# Aquariums and your electric bill



## dugganhayes (Mar 18, 2005)

Does anyone know how much an aquarium ups the electric bill?

For an example a 75 gallon with a 250 watt heater, generic light strip and maybe a canister and a hob filter. What would that cost? A lot?

Could you compare it to running a computer on day and night, or is it closer in price to running your air conditioner.


----------



## Puulu (Mar 4, 2005)

Depends on how many amps all that added together draws. I doubt all of the aquarium junk would add up to the pull of a air conditioner, compressor, and the two fans required for it to operate. But the A/C will shut off now and then as opposed to a filter or lighting on an aquarium.

Running a 1500gph pump might add $5-10 on your monthly bill.

Someone running a reef tank with metal halides, fans, and probably a chiller would be drawing some wattages' :lol:

Running a "stock" tank with lighting, heat, and filtration probably isn't adding $ 2-5 a month.


----------



## jmccalip (Mar 13, 2005)

Puulu said:


> Depends on how many amps all that added together draws.

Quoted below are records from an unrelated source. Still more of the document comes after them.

PR #758, opened 2022-04-26
Add factory create callbacks to plugin factories

johnwason:
This PR adds static callback functions to `ContactManagersPluginFactory` and `KinematicsPluginFactory`. These functions are called before attempting plugin loading, and can be used to compile-time link plugin factory creation. This is necessary for Python Wheel distribution, as discussed in #754.


tesseract_collision/core/include/tesseract_collision/core/contact_managers_plugin_factory.h
```diff
@@ -256,12 +261,46 @@ class ContactManagersPluginFactory
...
+   * @brief Set a global discrete contact manager factory create callback
+   *
+   * Callback function is called before plugins to allow explicit
+   * allocation of contact manager factory
+   *
+   * @param fn Contact manager factory create callback function
+   */
+  static void
+  setGlobalCreateDiscreteContactManagerFactoryCallback(const CreateDiscreteContactManagerFactoryCallbackFn& fn);
+
```
Levi-Armstrong, line 274: Could we accomplish this by adding methods to the class like the one below? We have been going through and removing the use of function pointers to better support serialization.

``` c++ 
/**
   * @brief Add a discrete contact manager plugin
   * @param name The name
   * @param plugin The plugin
   */
  void addDiscreteContactManagerPlugin(const std::string& name, DiscreteContactManagerFactory::UPtr plugin);
```

johnwason: These are static functions so they shouldn't be serialized. These should be thought of as implementation details that are invisible to the user and only exist for specific use cases like wheels.

Levi-Armstrong: Would have the proposed method serve the same need so the python wheel  includes the plugin libraries, or does it need to be static?

Levi-Armstrong: My current concern is now there are two maps that could contain the same factories which one takes priority. 

Is it possible to create python specific function that takes a factory and adds the default factories or when the object is initialized in python add the defaults using the following?

``` c++

addDiscreteContactManagerPlugin("BulletDiscreteBVHManagerFactory", std::make_shared<tesseract_collision::tesseract_collision_bullet::BulletDiscreteBVHManagerFactory>());

addDiscreteContactManagerPlugin("BulletDiscreteSimpleManagerFactory", std::make_shared<tesseract_collision::tesseract_collision_bullet::BulletDiscreteSimpleManagerFactory>());

```

johnwason: Python doesn't know when these objects are created since they are created in various places in other libraries.

johnwason: We could add a single static callback to the plug-in loader and intercept requests there.

Levi-Armstrong: Sorry for all of the questions, I just want to make sure I understand things. Is this mainly so that the python wheel pulls in the plugins? If so, if the libraries were included would the current plugin loading approach find them and load them?

johnwason: I tried linking in the plugins and using the loader, but the auditwheel process seems to destroy that functionality. This is intentional so library collisions don't happen.

Levi-Armstrong: Was [this](https://stackoverflow.com/questions/19663366/dlopen-fails-in-boost-python-module) the potential issue?

Levi-Armstrong: Do you have the python wheel that you tried linking in the plugins?

johnwason: That may be part of it. In general you don't want to load symbols into Python because it can break things. Typically the solution was to use static libraries, but auditwheel uses some tricks to make it work by mangling shared libraries.

johnwason: Here is the pull request with the Python changes: https://github.com/tesseract-robotics/tesseract_python/pull/23

The callbacks are configured here:

https://github.com/johnwason/tesseract_python-1/blob/03c1e067925c8d9de7bbba01d2ca0c0682fe6c0e/tesseract_python/swig/tesseract_collision_python.i#L71

https://github.com/johnwason/tesseract_python-1/blob/03c1e067925c8d9de7bbba01d2ca0c0682fe6c0e/tesseract_python/swig/tesseract_kinematics_python.i#L90

johnwason: I am not sure. If the callbacks return nullptr the loader will fall back to the normal library loader. I don't know if the libraries will load since all the other libraries are mangled.

For users that need plugins another method like conda or apt makes more sense, but most people using python won't need more than the built in capabilities.

Levi-Armstrong:
@johnwason Lets add a specific compiler definition for python things like this so it is not part of the normal c++ api.

``` c++
#ifndef TESSERACT_PYTHON
ContinuousContactManager::UPtr
ContactManagersPluginFactory::createContinuousContactManager(const std::string& name,
                                                             const tesseract_common::PluginInfo& plugin_info) const
{
  if (continuous_manager_create_callback_)
  {
    auto cm = continuous_manager_create_callback_(plugin_info.class_name);
    if (cm)
    {
      return cm->create(name, plugin_info.config);
    }
  }

  try
  {
    auto it = continuous_factories_.find(plugin_info.class_name);
    if (it != continuous_factories_.end())
      return it->second->create(name, plugin_info.config);

    auto plugin = plugin_loader_.instantiate<ContinuousContactManagerFactory>(plugin_info.class_name);
    if (plugin == nullptr)
    {
      CONSOLE_BRIDGE_logWarn("Failed to load symbol '%s'", plugin_info.class_name.c_str());
      return nullptr;
    }
    continuous_factories_[plugin_info.class_name] = plugin;
    return plugin->create(name, plugin_info.config);
  }
  catch (const std::exception&)
  {
    CONSOLE_BRIDGE_logWarn("Failed to load symbol '%s'", plugin_info.class_name.c_str());
    return nullptr;
  }
}
#else
ContinuousContactManager::UPtr
ContactManagersPluginFactory::createContinuousContactManager(const std::string& name,
                                                             const tesseract_common::PluginInfo& plugin_info) const
{
 try
  {
    if (continuous_manager_create_callback_)
    {
      auto cm = continuous_manager_create_callback_(plugin_info.class_name);
      if (cm)
      {
        return cm->create(name, plugin_info.config);
      }
    }
 catch (const std::exception&)
  {
    CONSOLE_BRIDGE_logWarn("Failed to load symbol '%s'", plugin_info.class_name.c_str());
    return nullptr;
  }
}
#endif
```

johnwason:
Ok, I'll clean things up later this week.

johnwason:
I added the cmake option `TESSERACT_PLUGIN_FACTORY_CALLBACKS` and appropriate #ifdef blocks to the callback code to have it be disabled by default.

johnwason:
@Levi-Armstrong can we merge this?

Levi-Armstrong:
@johnwason Thanks for the reminder. I will review it this week.

tesseract_common/cmake/tesseract_macros.cmake
```diff
@@ -52,6 +52,10 @@ macro(tesseract_variables)
     set(TESSERACT_ENABLE_CODE_COVERAGE ON)
   endif()
 
+  if(NOT DEFINED TESSERACT_PLUGIN_FACTORY_CALLBACKS)
```
Levi-Armstrong, line 55: Can you documentation on when this should be enabled?

tesseract_kinematics/core/src/kinematics_plugin_factory.cpp
```diff
@@ -244,6 +244,17 @@ KinematicsPluginFactory::createFwdKin(const std::string& solver_name,
                                       const tesseract_scene_graph::SceneGraph& scene_graph,
                                       const tesseract_scene_graph::SceneState& scene_state) const
 {
+#ifdef TESSERACT_PLUGIN_FACTORY_CALLBACKS
```
Levi-Armstrong, line 247: I think it might be best to make this either or implementation.
``` c++
#ifndef TESSERACT_PLUGIN_FACTORY_CALLBACKS
DiscreteContactManager::UPtr
ContactManagersPluginFactory::createDiscreteContactManager(const std::string& name,
                                                           const tesseract_common::PluginInfo& plugin_info) const
{
  try
  {
    auto it = discrete_factories_.find(plugin_info.class_name);
    if (it != discrete_factories_.end())
      return it->second->create(name, plugin_info.config);

    auto plugin = plugin_loader_.instantiate<DiscreteContactManagerFactory>(plugin_info.class_name);
    if (plugin == nullptr)
    {
      CONSOLE_BRIDGE_logWarn("Failed to load symbol '%s'", plugin_info.class_name.c_str());
      return nullptr;
    }
    discrete_factories_[plugin_info.class_name] = plugin;
    return plugin->create(name, plugin_info.config);
  }
  catch (const std::exception&)
  {
    CONSOLE_BRIDGE_logWarn("Failed to load symbol '%s'", plugin_info.class_name.c_str());
    return nullptr;
  }
}
#else
DiscreteContactManager::UPtr
ContactManagersPluginFactory::createDiscreteContactManager(const std::string& name,
                                                           const tesseract_common::PluginInfo& plugin_info) const
{

  if (discrete_manager_create_callback_)
  {
    auto cm = discrete_manager_create_callback_(plugin_info.class_name);
    if (cm)
    {
      return cm->create(name, plugin_info.config);
    }
  }

    CONSOLE_BRIDGE_logWarn("Failed to create plugin '%s' using callback", plugin_info.class_name.c_str());
    return nullptr;
}
#endif
```

Levi-Armstrong (changes requested):

johnwason:
@Levi-Armstrong would it make more sense to move the callbacks to the plugin factory class? That would only modify one place in the code instead of for each type of plugin.

Levi-Armstrong:
> @Levi-Armstrong would it make more sense to move the callbacks to the plugin factory class? That would only modify one place in the code instead of for each type of plugin.

Works for me.

Levi-Armstrong:
> @Levi-Armstrong would it make more sense to move the callbacks to the plugin factory class? That would only modify one place in the code instead of for each type of plugin.

@johnwason I was looking into this but not sure where you were thinking it should go. I was looking to see if we can put it in the PluginLoader but not sure if it can go there. Where were you thinking it could go?

johnwason:
I haven't had a chance to work in this - I will look at it today.

johnwason:
This has been superseded by #782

I doubt all of the aquarium junk would add up to the pull of a air conditioner, compressor, and the two fans required for it to operate. But the A/C will shut off now and then as opposed to a filter or lighting on an aquarium.
> 
> Running a 1500gpm pump might add $5-10 on your monthly bill.
> 
> ...


I think a 90,000GPH pump might be a tad to much for a 75g. :wink:

Btw: How much does your electrical company charge per KW an hour(or w/e). Mine just went up to 11 cents :x


----------



## Shwaine (Apr 27, 2004)

You can actually come up with an estimation of how much electricity the tank will use every day with a little more information and a little guestimation. First the easy stuff that does not require guessing. Take the wattage of your filter motors, which should be imprinted on the motor, and multiply by 24. Then take the wattage of your lighting and multiply by how many hours you will have it on. Add these two numbers together and divide by 1000. This will give you the KWh for running the filters and lights for one day. Multiply this by your utility rate to get the cost per day of running the filters and lights.

Now the guestimation portion... the heater costs are more difficult to calculate because it will depend on how often the heater comes on. The amount of time the heater is on depends on the room (ambient) temperature compared to the desired tank temperature. The closer these two are, the less often the heater will come on. If you want an upper bound on costs, then just take all the guesswork out and say the heater is on all the time and multiply the heater wattage by 24 then divide by 1000 to get the KWh. Even though this is unrealistic, you'll at least know the heater will never use more energy. Otherwise you can try to estimate how many hours in the day your heater will be on and multiply the heater wattage by that guess.

So here's an example. Let's say you have 80W of lights on 12hrs a day, an AC70 HOB with a 6W motor, a Eheim canister with a 25W motor and a 250W heater. Here's the calculations:

Filters: (6W + 25W) * 24h = 744Wh / 1000 = 0.744 KWh per day
Lights: 80W * 12h = 960Wh / 1000 = 0.96 KWh per day

So that's 1.704 KWh per day for the filters and lights. At a $0.11 rate (which is my current rate too), that's about $0.20 a day and $6 for a 30 day month. Now onto guessing on the heater:

Heater (max): 250W * 24h = 6000 Wh / 1000 = 6 KWh per day (max)
Heater (12h): 250W * 12h = 3000 Wh / 1000 = 3 KWh per day (12h)
Heater (8h): 250W * 8h = 2000 Wh / 1000 = 2 KWh per day (8h)
Heater (4h): 250W * 4h = 1000 Wh / 1000 = 1 KWh per day (4h)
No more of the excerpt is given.